PR #2478, opened 2026-05-28
cli: surface model_id, deployment_id, and endpoint after a deployment

pat-baseten:
After `truss push`, the model_id was only available embedded in the logs URL. First-time users had to parse it out to call their model. 
This PR adds a labeled block showing Model ID, Deployment ID, Endpoint, and Logs as the post-success output, and extracts a shared `print_deployment_links` helper that `truss push`, `truss watch`, and `truss train ... deploy_checkpoints` all call instead of the three near-duplicate print statements they had before.

```
  ✨ Model Qwen-2.5-3B was successfully pushed ✨

     Model ID:      abc1d2ef
     Deployment ID: xyz123
     Endpoint:      https://model-abc1d2ef.api.baseten.co
     Logs:          https://app.baseten.co/models/abc1d2ef/logs/xyz123
```

  For truss train ... deploy_checkpoints (no endpoint, since that flow doesn't fetch a hostname yet):

  Successfully created deployment: my-checkpoint-deploy

```sh
     Model ID:      abc1d2ef
     Deployment ID: xyz123
     Logs:          https://app.baseten.co/models/abc1d2ef/logs/xyz123
```
  And truss watch re-attaching to an existing dev deployment:
```sh
     Model ID:      abc1d2ef
     Deployment ID: xyz123
     Endpoint:      https://model-abc1d2ef.api.baseten.co
     Logs:          https://app.baseten.co/models/abc1d2ef/logs/xyz123
```

### DIFF
--- a/truss/cli/cli.py
+++ b/truss/cli/cli.py
@@ -933,7 +933,16 @@ def push(
         labels=labels_dict,
     )
 
-    console.print(f"✨ Model {model_name} was successfully pushed ✨")
+    console.print(f"✨ Model {model_name} was successfully pushed ✨\n")
+
+    if isinstance(service, BasetenService):
+        common.print_deployment_links(
+            model_id=service.model_id,
+            version_id=service.model_version_id,
+            hostname=service.hostname,
+            logs_url=service.logs_url,
+        )
+        console.print()
 
     if service.is_draft:
         draft_model_text = """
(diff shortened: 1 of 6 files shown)


truss/cli/cli.py
```diff
@@ -933,7 +933,16 @@ def push(
         labels=labels_dict,
     )
 
-    console.print(f"✨ Model {model_name} was successfully pushed ✨")
+    console.print(f"✨ Model {model_name} was successfully pushed ✨\n")
+
+    if isinstance(service, BasetenService):
```
cretz, line 938: My only concern is (sadly) people may have programmatic expectation on stdout because `truss push` has only recently become JSON capable. But IMO it's not enough to prevent the change, and in general we should make no compatibility guarantees about CLI text output.

cretz (approved):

■ ■ ■ ■ ■

- _WHAT THE TASK REQUIRES_
Each record is to be retyped exactly as written.

- _SOLUTION BELOW_
PR #2478, opened 2026-05-28
cli: surface model_id, deployment_id, and endpoint after a deployment

pat-baseten:
After `truss push`, the model_id was only available embedded in the logs URL. First-time users had to parse it out to call their model. 
This PR adds a labeled block showing Model ID, Deployment ID, Endpoint, and Logs as the post-success output, and extracts a shared `print_deployment_links` helper that `truss push`, `truss watch`, and `truss train ... deploy_checkpoints` all call instead of the three near-duplicate print statements they had before.

```
  ✨ Model Qwen-2.5-3B was successfully pushed ✨

     Model ID:      abc1d2ef
     Deployment ID: xyz123
     Endpoint:      https://model-abc1d2ef.api.baseten.co
     Logs:          https://app.baseten.co/models/abc1d2ef/logs/xyz123
```

  For truss train ... deploy_checkpoints (no endpoint, since that flow doesn't fetch a hostname yet):

  Successfully created deployment: my-checkpoint-deploy

```sh
     Model ID:      abc1d2ef
     Deployment ID: xyz123
     Logs:          https://app.baseten.co/models/abc1d2ef/logs/xyz123
```
  And truss watch re-attaching to an existing dev deployment:
```sh
     Model ID:      abc1d2ef
     Deployment ID: xyz123
     Endpoint:      https://model-abc1d2ef.api.baseten.co
     Logs:          https://app.baseten.co/models/abc1d2ef/logs/xyz123
```

### DIFF
--- a/truss/cli/cli.py
+++ b/truss/cli/cli.py
@@ -933,7 +933,16 @@ def push(
         labels=labels_dict,
     )
 
-    console.print(f"✨ Model {model_name} was successfully pushed ✨")
+    console.print(f"✨ Model {model_name} was successfully pushed ✨\n")
+
+    if isinstance(service, BasetenService):
+        common.print_deployment_links(
+            model_id=service.model_id,
+            version_id=service.model_version_id,
+            hostname=service.hostname,
+            logs_url=service.logs_url,
+        )
+        console.print()
 
     if service.is_draft:
         draft_model_text = """
(diff shortened: 1 of 6 files shown)


truss/cli/cli.py
```diff
@@ -933,7 +933,16 @@ def push(
         labels=labels_dict,
     )
 
-    console.print(f"✨ Model {model_name} was successfully pushed ✨")
+    console.print(f"✨ Model {model_name} was successfully pushed ✨\n")
+
+    if isinstance(service, BasetenService):
```
cretz, line 938: My only concern is (sadly) people may have programmatic expectation on stdout because `truss push` has only recently become JSON capable. But IMO it's not enough to prevent the change, and in general we should make no compatibility guarantees about CLI text output.

cretz (approved):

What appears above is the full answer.